Upon entering the Maintenance Yard it was awesome.  Not in the good way, but in the way you kind of look on the fire in awe.  Flames to the treetops.  Wow.  This is when I realized it was the wood shed and it was really quite a relief.  A wood shed doesn't have any people in it.  No valuables.  Just wood.  This means that unless it suddenly spreads, no one would be in harms way for this fire.  It was safe for the moment. 

We also lost a wood box we use to transport wood.  Here's the frame of the new one.
To try and keep it safe we started unraveling hose, preparing to wet down the area and keep the fire from spreading.  The men took turns spraying down the couple trees in the immediate area, the rest of the lumber and the fire itself.  I really think it would have been harder to keep it contained, but the tin roof had collapsed on it, smothering it to some degree while preventing embers from flying all over the place.  While some folks were hosing the fire down, several of us were moving equipment away in case the fire spread.

Honestly, that is pretty much it for our response to the fire.  The Fairview Fire Department showed up and helped us contain it.  I actually left to go to the basketball game with some of the Ford's and we made tip off at about 7:30 pm.  It was decided that we'd let the fire burn itself out rather than attempting to put it out.  This was nice because then the fire pretty much cleans itself up for us.  I returned for my shift watching the fire at 3am.  Titus Brown joined me and we spent the morning pushing back the ashes and isolated chunks of wood.  Just trying to make it all burn down low, while recovering nails, screws and some other miscellaneous pieces of metal from the fire. 

Now for the cause.  We don't know for absolute sure, but in all likely hood it was our own brush fire.  On Monday we had been burning scrappy brush in the morning and stretching up until about 2pm.  When doing this we come and go a lot, keeping an eye on it when we're there.  Well the last guys to take a look at the fire saw it puffing a little bit of smoke at 4pm and 5:15pm. 

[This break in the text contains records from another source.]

PR #397, opened 2019-04-22
Handle IOErrors from get_device_path in reset_usb.

mbarbella-chromium:
PTAL. This will still cause an error if we run into the exception when trying to store the path as DEVICE_PATH (which I think is desired), but will fall back to using it if we hit the exception later.

### DIFF
--- a/src/python/platforms/android/adb.py
+++ b/src/python/platforms/android/adb.py
@@ -604,7 +604,12 @@ def reset_usb():
 
   # We need to get latest device path since it could be changed in reboots or
   # adb root restarts.
-  device_path = get_device_path()
+  try:
+    device_path = get_device_path()
+  except IOError:
+    # We may reach this state if the device is no longer available.
+    device_path = None
+
   if not device_path:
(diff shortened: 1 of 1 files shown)


src/python/platforms/android/adb.py
```diff
@@ -604,7 +604,12 @@ def reset_usb():
 
   # We need to get latest device path since it could be changed in reboots or
   # adb root restarts.
-  device_path = get_device_path()
+  try:
+    device_path = get_device_path()
+  except IOError:
```
inferno-chromium: This feels a little too generic, why not do the try-catch around line 580-581 and return None there ?

mbarbella-chromium: I'm fine with that if you'd prefer it. The main reason to do it here was to ensure that we see errors if we fail when we set the value for DEVICE_PATH, which could cause more trouble later.

inferno-chromium: This is fine.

The new wood box completed and filled.
People have questioned why the burn pit is so close to our fire wood, and it's a legitimate question.  In my opinion, there are few better spots for the burn pit.  It's about as far away from the thick woods as you can get, and the closest building was the wood shed.  I think of the other buildings we could have lost and I personally prefer the wood shed over any other building of this size.  (Too bad it couldn't just be the Hillbilly Porch!).

Another question I've heard a lot of is how wood did we lose?  How much money in heating?  The answer is arguable a little bit.  My guess is that it was something near 35 cords of wood (it depends on the math).  Whatever the exact number, it was a lot of wood.  About 90% of this wood was used on our boiler that heats the East Side Dining Hall.  Very little was used in regular fireplaces such as the West Side Dining Hall, or chapels.  We won't spend extra on heating though, cause we still have time to cut more wood and keep the boiler stocked. 

What we didn't lose is the hours of service from Engineers.  The high school guys that cut wood.  It's a perfect example of what makes it through a fire and what doesn't.  The work they did is still work done to the glory of God.  And we'll have to do it all over again, but still to His glory.

So now we'll be out cutting a lot of wood.  We've already finished a new box for transporting wood (I scattered pictures above to break up the paragraphs), and camp purchased a wood splitter to help us prepare for the Winter.  Mike Alchin has spent most of the week out in the woods cutting down the dead trees around camp, getting ready to chop it up and burn it.  The last two Winters I spent a lot of time in Crosscut, cleaning when I could.  Now it'll be cutting wood and cleaning most of the time.

If you made it this far then good job!  I've seen 4 fires here at camp, and I've been partially responsible for 3 of them (1- Warming hut: Started the wood stove and the chimney caught on fire. 2- Pine Cabin: I was cleaning and one of the fluorescent light bulbs malfunctioned, catching on fire. 3- Wood Shed: Spent most of the day tending the brush pit).   So hopefully that's it for a while!  Thanks for sticking with me.